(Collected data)
PR #698, opened 2026-07-27
Drive loader environment from a single ENVIRONMENT var

hhkarimi:
## Why

The loader used two vars for environment — `LOADER_ENV` (SSM connection-string param names + dated cluster ids) and `LOADER_TAG_ENVIRONMENT` (the `Environment` tag on created resources) — both defaulting to `dev`. Neither is set on the Astro deployments, so the **prod** deployment silently ran as `dev`: `inspect_prod` read `people-db-connection-string-dev` and was denied (the prod role only grants the `-prod` param), and `provision` would later be denied too (the prod create policy requires `RequestTag/Environment=prod`).

Read the single `ENVIRONMENT` var instead. It's already set per Astro deployment (`dev` on astro-dev, `prod` on astro-prod) and matches how the DAGs otherwise differentiate environments (per-deployment Variables/Connections). One value now keys the SSM param names, the dated cluster identifiers, and the `Environment` tag, so they can't drift.

No new Astro variables needed — deploying this makes the prod loader resolve to `prod` on its own.

Follow-up after merge: deploy to astro (dev + prod), then re-run the prod `load_people_api` DAG.


hhkarimi:
delegate review

hhkarimi:
delegate review

hhkarimi:
delegate review

hhkarimi:
delegate review

hhkarimi:
delegate review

**What the task requires**
For this exercise, retype each entry from above exactly as it stands.

**Response below**
PR #698, opened 2026-07-27
Drive loader environment from a single ENVIRONMENT var

hhkarimi:
## Why

The loader used two vars for environment — `LOADER_ENV` (SSM connection-string param names + dated cluster ids) and `LOADER_TAG_ENVIRONMENT` (the `Environment` tag on created resources) — both defaulting to `dev`. Neither is set on the Astro deployments, so the **prod** deployment silently ran as `dev`: `inspect_prod` read `people-db-connection-string-dev` and was denied (the prod role only grants the `-prod` param), and `provision` would later be denied too (the prod create policy requires `RequestTag/Environment=prod`).

Read the single `ENVIRONMENT` var instead. It's already set per Astro deployment (`dev` on astro-dev, `prod` on astro-prod) and matches how the DAGs otherwise differentiate environments (per-deployment Variables/Connections). One value now keys the SSM param names, the dated cluster identifiers, and the `Environment` tag, so they can't drift.

No new Astro variables needed — deploying this makes the prod loader resolve to `prod` on its own.

Follow-up after merge: deploy to astro (dev + prod), then re-run the prod `load_people_api` DAG.


hhkarimi:
delegate review

hhkarimi:
delegate review

hhkarimi:
delegate review

hhkarimi:
delegate review

hhkarimi:
delegate review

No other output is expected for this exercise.